Academic Editor: Tai-hoon Kim

Copyright © 2013 Simon Fong et al. This is an open access article distributed under the Creative Commons Attribution License, which permits unrestricted use, distribution, and reproduction in any medium, provided the original work is properly cited.

Abstract

Earlier on, a conceptual design on the real-time clinical decision support system (rt-CDSS) with data stream mining was proposed and published. The new system is introduced that can analyze medical data streams and can make real-time prediction. This system is based on a stream mining algorithm called VFDT. The VFDT is extended with the capability of using pointers to allow the decision tree to remember the mapping relationship between leaf nodes and the history records.
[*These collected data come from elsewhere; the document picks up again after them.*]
PR #270, opened 2026-05-12
Re-register function handlers when a node redeclares them

### LINKED ISSUE #269: Re-declaring a function in a new node silently keeps the previous node's handler bound
Hi 👋

When two adjacent nodes declare a function with the same name but different
handlers, the second node's handler is silently ignored. The tool schema sent
to the LLM is updated correctly (description, parameters), but the closure
that actually fires belongs to the first node. No log, no warning, no exception.

It only triggers on adjacent A→B nodes — any intermediate node that doesn't
re-declare the name resets `_current_functions` and B will register fresh.

## Where it lives

`src/pipecat_flows/manager.py:544` — the dedup guard in `_register_function`:

```python
if name not in self._current_functions:
    transition_func = await self._create_transition_func(name, handler)
    self._llm.register_function(name, transition_func, ...)
    new_functions.add(name)
```

In _set_node (manager.py:638-647), tools.append(schema) runs
unconditionally, so node B's schema does reach the LLM — only the handler
binding stays stale.

Repro

Two nodes declare go with different handlers. After setting node B,
register_function has been called once, not twice:

```python
await flow_manager.set_node_from_config({  # node A
    "task_messages": [...],
    "functions": [FlowsFunctionSchema(name="go", ..., handler=handler_a)],
})
await flow_manager.set_node_from_config({  # node B
    "task_messages": [...],
    "functions": [FlowsFunctionSchema(name="go", ..., handler=handler_b)],
})
```
# Expected: register_function called twice with name="go".
# Observed on main (d00c7f6): called once. handler_b never bound.

Suggested fix

Drop the guard and always call self._llm.register_function(...). Pipecat-core
already handles re-registration cleanly:

- LLMService.register_function is a pure dict upsert by name.
- _run_function_call re-resolves the registry at execute time, per its own
comment: "Re-resolve the registry item at execution time. The function may
have been unregistered between queuing and execution."

Verified locally: repro passes, no regressions in tests/.

Related

- #230 — adjacent (stale handlers across nodes). Redirected to pipecat core.
- #232 — drafted a structural fix (_current_functions as Dict[...],
always-replace). Closed not merged.
- pipecat#4301 / #4404 — what landed in core. Different slice of the problem.

PR with a one-line fix + regression test coming shortly.

Thanks!

madaram:
## Summary

- Drop the `name not in self._current_functions` guard in
  `FlowManager._register_function` so that handlers are re-registered with the
  LLM each time a node redeclares a function.
- Add `test_redeclared_function_rebinds_new_handler` in `tests/test_manager.py`
  asserting the new handler wins after re-declaration.

Fixes #269.

## Background

When two adjacent nodes declared the same function name with different
handlers, the OpenAI tool schema reaching the LLM was correctly updated to the
second node's version, but the handler closure stayed bound to the first
node's. Result: the LLM called the function expecting node B's behaviour, but
node A's transition fired — silently, no warning.

## Test plan

- [x] New regression test fails on `main` and passes after the fix.
- [x] `uv run pytest tests/` — 61 tests pass locally
      (`test_context_strategies.py` skipped — local env lacks the `google-genai`
      extra; behaviourally unrelated to this change).
- [x] `uv run ruff check .` — clean
- [x] `uv run ruff format --check .` — clean
- [ ] Changelog fragment to be added in a follow-up commit once the PR number
      is assigned.

### DIFF
--- a/changelog/270.fixed.md
+++ b/changelog/270.fixed.md
@@ -1,0 +1,1 @@
+- Fixed an issue where redeclaring a function in a new node silently kept the previous node's handler bound (#269).
--- a/src/pipecat_flows/manager.py
+++ b/src/pipecat_flows/manager.py
@@ -527,7 +527,11 @@ class FlowManager:
         cancel_on_interruption: bool = True,
         timeout_secs: float | None = None,
     ) -> None:
-        """Register a function with the LLM if not already registered.
+        """Register a function with the LLM.
+
+        Always re-registers so a node redeclaring a function with a different
+        handler replaces the previous binding. ``LLMService.register_function``
+        is a dict upsert by name, so re-registration is idempotent.
 
         Args:
             name: Name of the function to register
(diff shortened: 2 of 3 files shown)


markbackman (approved):
LGTM! Thanks for finding and fixing this one 🙏

PR #272, opened 2026-05-27
Resolve `ConsolidatedFunctionResult` without requiring `NodeConfig` import

timofey-TK:
## Summary

Fixes #271.

`ConsolidatedFunctionResult` is a public type alias users are expected to use as the return annotation of "direct" functions (per `FlowsDirectFunction` / `FlowsDirectFunctionWrapper`). In `1.1.0` it was defined as:

```python
# src/pipecat_flows/types.py
ConsolidatedFunctionResult = tuple[Any, "NodeConfig | None"]
```

The string forward reference exists because `NodeConfig` is defined later in the same file. When `BaseDirectFunctionWrapper` introspects a user-defined direct function, it calls `get_type_hints(func)`, which resolves string forward references against the **user's** module globals — not `pipecat_flows.types`. Unless the user separately imports `NodeConfig`, this raises:

```
NameError: name 'NodeConfig' is not defined
```

In practice the failure surfaces deep inside `FlowManager._set_node` and stalls the flow: the function call itself succeeds and the transition fires, but the next node never activates.

## Fix

Reorder `types.py` so `NodeConfig` is defined *before* `ConsolidatedFunctionResult`. The alias can then drop the string quotes:

```python
ConsolidatedFunctionResult = tuple[Any, NodeConfig | None]
```

Now the alias is fully resolved at module import time, so `get_type_hints()` on user code doesn't need to look up `NodeConfig` in the caller's globals.

`NodeConfig` retains string forward references for `FlowsFunctionSchema | FlowsDirectFunction` (which are still declared later in the file), but those references are only resolved by `get_type_hints(NodeConfig)`, which uses this module's globals — and the names do exist there.

A few other small definitions (`LegacyActionHandler`, `FlowActionHandler`, `ActionConfig`, `ContextStrategy`, `ContextStrategyConfig`) were moved up alongside `NodeConfig` because `NodeConfig` depends on them. The rest of the file is unchanged.

## Test plan

- [x] Added two regression tests in `tests/test_flows_direct_functions.py`:
  - `test_get_type_hints_resolves_without_nodeconfig_import` — runs the exact repro from the issue.
  - `test_direct_function_wrapper_accepts_consolidated_return_type` — verifies `FlowsDirectFunctionWrapper.validate_function` / construction succeed for a direct function annotated with `-> ConsolidatedFunctionResult`, since the wrapper internally calls `get_type_hints`.
- [x] `uv run pytest tests/` — all 74 tests pass.
- [x] `uv run ruff format --check .` and `uv run ruff check .` — clean.
- [x] Confirmed the minimal repro from the issue now succeeds without importing `NodeConfig`.

### DIFF
--- a/changelog/272.fixed.md
+++ b/changelog/272.fixed.md
@@ -1,0 +1,1 @@
+- Fixed an unresolved `NodeConfig` forward reference in `ConsolidatedFunctionResult` that caused `get_type_hints()` (and therefore Pipecat's `BaseDirectFunctionWrapper`) to raise `NameError: name 'NodeConfig' is not defined` on direct functions annotated with `-> ConsolidatedFunctionResult`, stalling flows at node-setup time (#271).
--- a/src/pipecat_flows/types.py
+++ b/src/pipecat_flows/types.py
@@ -78,89 +78,6 @@ Example::
     }
 """
 
-ConsolidatedFunctionResult = tuple[Any, "NodeConfig | None"]
-"""Return type for "consolidated" functions.
-
-Return type for "consolidated" functions that do either or both of:
-- doing some work
-- specifying the next node to transition to after the work is done
-
-The first tuple element is the function-call result delivered to the LLM.
-Any JSON-serializable value is accepted (matching Pipecat's upstream
-``FunctionCallResultCallback`` contract). Pass ``None`` to signal a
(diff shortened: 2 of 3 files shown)


markbackman (approved):
LGTM! Thanks for catching this 🙌

PR #275, opened 2026-05-29
Add classifier_routing example: route nodes without an LLM call

jamsea:
## Summary

Adds a new example, `examples/classifier_routing.py`, showing how to route between Flow nodes using a classifier instead of an LLM call.

Some node decisions are trivial: a verification step that only needs a yes/no, a menu where the user picks one of a few known options. Paying for an LLM inference to make that decision adds latency and cost you don't need. This example demonstrates the idiomatic Flows pattern for making those decisions with a plain classifier (a regex here, but the `classify()` function is the seam to swap in a rules engine or a small binary classifier), while reserving the LLM only for inputs the classifier can't confidently handle.

## How it works

The example is a tiny age-verification bot:

- The `verify` node uses `respond_immediately=False`, so entering it triggers no LLM completion. It speaks its canned question via a `tts_say` pre-action and then waits for the user.
- In a normal pipeline, the user's turn-end emits an `LLMContextFrame` that the LLM service consumes and responds to. That is the LLM call we want to skip.
- `ClassifierRouter` is a custom `FrameProcessor` placed between the user context aggregator and the LLM. While in the `verify` node it classifies the user's answer and either:
  - routes deterministically (`yes` -> confirmed, `no` -> declined) via `set_node_from_config(...)` and drops the `LLMContextFrame` so the LLM never runs, or
  - passes the frame through to the LLM when it can't classify the input, letting the LLM improvise an answer (the follow-up / off-topic case).
- The terminal `confirmed`/`declined` nodes also avoid the LLM: they speak a canned line and end the call with an `end_conversation` pre-action.

`ClassifierRouter` drops exactly one frame type (`LLMContextFrame`), and only in the deterministic branch, because that frame is precisely the LLM-run trigger. Every other frame is always pushed through.

## Changes

- New: `examples/classifier_routing.py`
- `examples/README.md`: listed the new example under Implementation Patterns
- Changelog fragment

## Testing

- `ruff format` + `ruff check`: clean
- Offline smoke test: module imports, `classify()` returns the expected yes/no/None across cases, all three node builders produce valid `NodeConfig`s, and the router instantiates
- Run it: `uv run examples/classifier_routing.py` (needs `CARTESIA_API_KEY` + `GOOGLE_API_KEY`), then open http://localhost:7860/client. Saying "yes"/"no" routes with no LLM call between turn-end and the reply; asking a question instead falls through to the LLM.

### DIFF
--- a/.claude/settings.json
+++ b/.claude/settings.json
@@ -1,5 +1,10 @@
 {
   "attribution": {
     "commit": ""
+  },
+  "permissions": {
+    "allow": [
+      "Bash(uv run *)"
+    ]
   }
 }
--- a/changelog/275.added.md
+++ b/changelog/275.added.md
@@ -1,0 +1,1 @@
+- Added `classifier_routing.py` example showing how to route between Flow nodes using a classifier/regex instead of an LLM call, with canned responses for trivial decisions and an LLM fallback for unmatched input.
--- a/examples/README.md
+++ b/examples/README.md
@@ -22,6 +22,7 @@ See [quickstart/README.md](./quickstart/README.md) for a beginner-friendly intro
 - `food_ordering_direct_functions.py` - Food ordering using direct function registration
 - `restaurant_reservation_direct_functions.py` - Reservation system using direct function registration
 - `llm_switching.py` - Switching between different LLM providers during conversation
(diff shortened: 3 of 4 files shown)


jamsea:
Here's a demo:
https://www.loom.com/share/6fcfcfd0aed448948f03ef3b37ebe3b8

PR #936, opened 2026-07-30
fix(logs): scope the admin audit logs to the agencies an admin owns

Storypapst:
## Problem

`/users/supervisors/logs` and `/users/case-handover/logs` filter by tenant only. Beratungsstellen-Admins (`restricted-agency-admin`, always paired with `user-admin`) already pass the authority check on both endpoints, so they can read the whole Träger's audit trail. The Admin panel is about to surface these views for that role (OpenResilienceInitiative/ORISO-Admin#84), which turns a latent gap into a visible one.

## What changed

- new `AdminAuditAgencyScope` resolves how far an admin may read: empty `Optional` for tenant-wide admins (platform, Träger, full `agency-admin`), the assigned agency set for a Beratungsstellen-Admin
- `SupervisorLogsService` and `CaseHandoverLogsService` append `s.agency_id IN (:agencyIds)` when a scope is present; tenant-wide admins keep the exact query they had
- fail closed: an admin with no agency assignment reads nothing and the database is never queried, instead of falling back to the tenant
- no `SecurityConfig` change — the authority set is already correct, only the data scope was too wide

## Verification

- `./mvnw test -Dtest='SupervisorLogsServiceTest,CaseHandoverLogsServiceTest,AdminAuditAgencyScopeTest'` — 31 tests, green (run on JDK 21; Mockito cannot mock under JDK 25 locally, which also fails the pre-existing tests)
- `./mvnw spotless:apply` clean

Refs OpenResilienceInitiative/ORISO-Admin#84

### DIFF
--- a/src/main/java/de/caritas/cob/userservice/api/service/AdminAuditAgencyScope.java
+++ b/src/main/java/de/caritas/cob/userservice/api/service/AdminAuditAgencyScope.java
@@ -1,0 +1,49 @@
+package de.caritas.cob.userservice.api.service;
+
+import de.caritas.cob.userservice.api.helper.AuthenticatedUser;
+import de.caritas.cob.userservice.api.model.AdminAgency;
+import de.caritas.cob.userservice.api.port.out.AdminAgencyRepository;
+import java.util.Objects;
+import java.util.Optional;
+import java.util.Set;
+import java.util.stream.Collectors;
+import lombok.NonNull;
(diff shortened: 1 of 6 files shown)


Storypapst:
CodeRabbit review: **0 findings** across all 5 changed files (`AdminAuditAgencyScope`, both log services, and the three test classes).

shazia-k (approved):

PR #957, opened 2026-08-03
P0: finalize registered enquiry from encrypted Matrix event (#954)

Storypapst:
Fixes #954

## P0 problem

The registered-enquiry endpoint impersonated the Matrix user and posted plaintext `m.room.message` into an already encrypted room. Server impersonation has no browser crypto device and therefore bypassed Megolm.

## Fix

- Add `matrixEventId` to the enquiry-finalization contract.
- Remove server-side initial-message sending from `CreateEnquiryMessageFacade`.
- Read the raw event from the exact session room and accept it only when:
  - the event exists and its returned ID matches;
  - its type is `m.room.encrypted`;
  - its sender equals the authenticated asker's Matrix user ID.
- Only after validation update `message_date` / session status and emit email plus `request.new` notifications.
- Preserve appointment behavior.

The backend never receives the enquiry plaintext in the new flow.

## Verification

- `CreateEnquiryMessageFacadeTest`: 12/12
- `MatrixSynapseServiceTest`: 57/57
- `UserRegistrationControllerDelegateTest`: 24/24
- `AppointmentControllerTest`: 10/10
- `CreateEnquiryMessageFacadeMatrixRoomProvisioningTest`: 2/2
- Java 21, Spotless clean, `git diff --check` clean

The first full suite run executed 3,678 tests and found exactly two legacy provisioning assertions that still expected the removed plaintext server send. Those contracts were updated to validate the encrypted event instead and are green in the targeted rerun.

## Coordinated rollout

Deploy together with OpenResilienceInitiative/ORISO-Frontend#911. Backend first is contract-compatible with the new field, but old Frontend clients cannot finalize registered enquiries after this security hardening, so the deployment window must be coordinated.

Real-browser PreDev proof will be attached after the combined image is deployed.

## Summary by CodeRabbit

- **New Features**
  - Enquiry submissions now support validation of encrypted Matrix events supplied by the requester.
  - Added retrieval of specific Matrix room events for validation.
- **Bug Fixes**
  - Plaintext, missing, unauthorized, or invalid Matrix events are rejected.
  - Appointment enquiries continue to work without event validation.
- **Tests**
  - Added coverage for successful event retrieval and invalid or missing event scenarios.

PR #960, opened 2026-08-03
P0: stop double-decoding registration passwords (#959)

### LINKED ISSUE #959: [P0] Registration double-decodes passwords and creates unusable accounts
## Impact

Registration currently URL-decodes the password twice: once through UrlDecodePasswordJsonDeserializer on UserDTO.password and again in UserRegistrationControllerDelegate.registerUser.

Passwords containing percent-encoded-looking sequences can therefore be changed after registration. The API returns 201, but the user cannot log in with the submitted password (Keycloak invalid_grant). This blocked multiple valid Simpsons Test Access identities in PreDev.

## Expected

Decode the transport representation exactly once. The exact password produced by UserDTO deserialization must be passed unchanged to account creation and Keycloak.

## Reproduction

1. Register a user with a valid password containing a percent sequence that changes on a second URL decode.
2. Registration returns 201.
3. Log in using the original submitted password.
4. Keycloak rejects it with invalid_grant.

## Acceptance criteria

- Remove the second decode from the registration controller.
- Add a regression test proving a once-decoded password is passed unchanged.
- Keep URL decoding coverage at the JSON deserializer boundary.
- Run the UserService test suite.

Storypapst:
Closes #959.

## What changed

- remove the second URL decode in UserRegistrationControllerDelegate
- preserve the password value already produced by UserDTO deserialization
- update the controller regression test to prove percent sequences are not decoded a second time

## Why

UserDTO.password already uses UrlDecodePasswordJsonDeserializer. Decoding again in the controller can silently change legal passwords after registration, so registration returns 201 but subsequent Keycloak login fails.

## Verification

- red test first: controller changed pa%20ss to pa ss
- targeted controller and password-deserializer tests pass
- full Maven test suite passes
- Maven package passes
- git diff --check passes

### DIFF
--- a/src/main/java/de/caritas/cob/userservice/api/adapters/web/controller/UserRegistrationControllerDelegate.java
+++ b/src/main/java/de/caritas/cob/userservice/api/adapters/web/controller/UserRegistrationControllerDelegate.java
@@ -29,8 +29,6 @@ import de.caritas.cob.userservice.api.service.auth.PasswordResetService;
 import de.caritas.cob.userservice.api.service.session.SessionService;
 import de.caritas.cob.userservice.api.service.user.UserAccountService;
 import jakarta.transaction.Transactional;
-import java.net.URLDecoder;
-import java.nio.charset.StandardCharsets;
 import lombok.NonNull;
 import lombok.RequiredArgsConstructor;
 import lombok.extern.slf4j.Slf4j;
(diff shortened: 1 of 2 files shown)


Storypapst:
Live PreDev proof completed in run e2e-20260803-025044 with combined UserService commit 6d2279a5 (#957 plus this PR).

Jacqueline Bouvier was confirmed incompatible with the previous double-decode behavior. After deploying this fix:
- POST /service/users/askers/new returned 201
- immediate Keycloak token exchange returned 200
- a fresh, separate login with the same protected Test Access secret returned 200
- advice-seeker session 28 opened successfully
- live UserService pod Ready, 0 restarts

No password or recovery secret was logged or captured.

Shirloin (approved):

PR #981, opened 2026-08-07
fix(matrixrtc): resolve call policy in technical tenant context

Hassan9215:
## Problem

Element Call fails with **"Call access denied" (403)** for every user on predev, even when the user is a joined member of the session's Matrix room and all tenant call feature flags are enabled.

## Root cause

`/internal/matrixrtc/call-policy` is whitelisted from `HttpTenantFilter` (it is a cluster-internal, token-authenticated endpoint), so requests to it run **without tenant context**. `TenantAspect` fires before every repository call and, since the context is neither set nor technical, enables the Hibernate `tenantFilter` with `tenantId=null`:

```
(tenant_id = null OR (null = 1 AND tenant_id IS NULL))
```

This matches no rows, so `MatrixRtcPolicyContextResolver` never finds the session for the room, `MatrixRtcCallPolicyService` returns `CallMediaPolicy.denied()`, and the auth policy gateway fail-closes the call with 403 — silently: no log line on the whole path.

Verified on predev against session 78 / room `!WWoaRyNZzdCCHRRSXp`: the DB row has the correct `matrix_room_id` and `tenant_id=1`, tenant 1 has all call flags enabled, the user is one of 13 joined room members, yet the endpoint returned `{"audioAllowed":false,"videoAllowed":false}`.

## Fix

- Run the policy resolution under the technical tenant context (same `runCrossTenant` pattern as `AnonymousUsernameRegistry`), restoring the caller's tenant afterwards.
- Log the reason for every denial (non-member, unresolvable room, tenant lookup failure, flags off) so the next fail-closed 403 is diagnosable from userservice logs instead of requiring DB spelunking.

## Tests

- `resolvesRoomLookupInTechnicalTenantContext` — asserts the repository lookup observes `TECHNICAL_TENANT_ID` and the context is cleared afterwards (fails on pre-dev's current behavior).
- `restoresCallerTenantContextAfterResolution` — asserts a caller's tenant survives resolution.
- All 18 matrixrtc call-policy tests pass locally.

## Summary by CodeRabbit

* **Bug Fixes**
  * Improved reliability of cross-tenant call-policy checks by correctly managing tenant context.
  * Preserved the caller’s tenant context after policy evaluation completes.
  * Improved handling and diagnostics for tenant lookup failures and denied call-policy requests.
  * Added standardized, privacy-conscious denial reasons for call-policy decisions.

### DIFF
--- a/src/main/java/de/caritas/cob/userservice/api/service/matrixrtc/CallPolicyDenialReason.java
+++ b/src/main/java/de/caritas/cob/userservice/api/service/matrixrtc/CallPolicyDenialReason.java
@@ -8,6 +8,7 @@ package de.caritas.cob.userservice.api.service.matrixrtc;
  */
 public enum CallPolicyDenialReason {
   NOT_ROOM_MEMBER,
+  ROOM_MEMBERS_UNAVAILABLE,
   NO_TENANT_CONTEXT,
   TENANT_SETTINGS_UNAVAILABLE,
   CALLS_DISABLED_FOR_TENANT
--- a/src/main/java/de/caritas/cob/userservice/api/service/matrixrtc/CallPolicyDenialReason.java
+++ b/src/main/java/de/caritas/cob/userservice/api/service/matrixrtc/CallPolicyDenialReason.java
@@ -1,0 +1,14 @@
+package de.caritas.cob.userservice.api.service.matrixrtc;
+
+/**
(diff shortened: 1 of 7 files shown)


shazia-k (approved):
@Hassan9215 there was some data exposure printing in logs. I fixed that and committed

Issue #1010, opened 2026-08-14
[KDG] Privacy data lifecycle & retention


Storypapst:
## Why

The data-protection impact assessment (DPIA, August 2026) confirmed that counselling **content** is well protected: chat is end-to-end encrypted, notification previews are hard-disabled (`NONE` on every level), and admin statistics use small-cell suppression. What remains is a set of *data-household* gaps — plaintext metadata that outlives its purpose, tables without any retention, and rows that survive account deletion. None of these is an active leak of counselling content, with one exception (case-handover free-text, Task 1); all of them are findings a KDG/GDPR audit would raise. This epic closes them as one coherent package.

Design principle throughout: **not storing plaintext beats encrypting it** (data minimisation, Art. 5(1)(c) GDPR / § 7 KDG).

### 1. `event_notification`: finish the params-only migration (M, ~3–4 d)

In this paper, which is a sequel to the rt-CDSS design, several popular machine learning algorithms are investigated for their suitability to be a candidate in the implementation of classifier at the rt-CDSS. A classifier essentially needs to accurately map the events inputted to the system into one of the several predefined classes of assessments, such that the rt-CDSS can follow up with the prescribed remedies being recommended to the clinicians. For a real-time system like rt-CDSS, the major technological challenges lie in the capability of the classifier to process, analyze and classify the dynamic input data, quickly and upmost reliably. An experimental comparison is conducted. This paper contributes to the insight of choosing and embedding a stream mining classifier into rt-CDSS with a case study of diabetes therapy.